The input:
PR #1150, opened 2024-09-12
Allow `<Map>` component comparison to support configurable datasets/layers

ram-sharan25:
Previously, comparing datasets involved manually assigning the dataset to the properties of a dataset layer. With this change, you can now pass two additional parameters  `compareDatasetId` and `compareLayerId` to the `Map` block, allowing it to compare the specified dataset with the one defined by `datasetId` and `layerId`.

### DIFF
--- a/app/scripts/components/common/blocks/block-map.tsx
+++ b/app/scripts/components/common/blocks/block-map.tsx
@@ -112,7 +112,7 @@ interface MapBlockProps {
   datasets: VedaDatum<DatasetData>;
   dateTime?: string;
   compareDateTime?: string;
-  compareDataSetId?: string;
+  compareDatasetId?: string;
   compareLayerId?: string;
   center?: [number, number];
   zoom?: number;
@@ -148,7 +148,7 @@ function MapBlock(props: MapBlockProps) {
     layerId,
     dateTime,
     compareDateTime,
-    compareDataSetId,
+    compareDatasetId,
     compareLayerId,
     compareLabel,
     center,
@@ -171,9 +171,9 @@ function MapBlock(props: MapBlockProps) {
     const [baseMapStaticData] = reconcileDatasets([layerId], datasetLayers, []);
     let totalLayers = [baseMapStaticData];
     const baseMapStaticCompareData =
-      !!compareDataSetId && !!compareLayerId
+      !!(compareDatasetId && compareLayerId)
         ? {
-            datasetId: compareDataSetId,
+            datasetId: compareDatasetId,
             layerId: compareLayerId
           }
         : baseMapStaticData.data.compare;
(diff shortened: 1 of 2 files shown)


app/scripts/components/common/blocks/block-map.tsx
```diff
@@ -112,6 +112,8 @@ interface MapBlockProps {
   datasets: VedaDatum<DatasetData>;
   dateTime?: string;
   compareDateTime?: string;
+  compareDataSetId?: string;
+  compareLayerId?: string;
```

What you need to do:
Set each line down exactly, beginning at the one containing "let totalLayers = [baseMapStaticData];" and ending at the last line of the material above.

Response to this exercise:
     let totalLayers = [baseMapStaticData];
     const baseMapStaticCompareData =
-      !!compareDataSetId && !!compareLayerId
+      !!(compareDatasetId && compareLayerId)
         ? {
-            datasetId: compareDataSetId,
+            datasetId: compareDatasetId,
             layerId: compareLayerId
           }
         : baseMapStaticData.data.compare;
(diff shortened: 1 of 2 files shown)


app/scripts/components/common/blocks/block-map.tsx
```diff
@@ -112,6 +112,8 @@ interface MapBlockProps {
   datasets: VedaDatum<DatasetData>;
   dateTime?: string;
   compareDateTime?: string;
+  compareDataSetId?: string;
+  compareLayerId?: string;
```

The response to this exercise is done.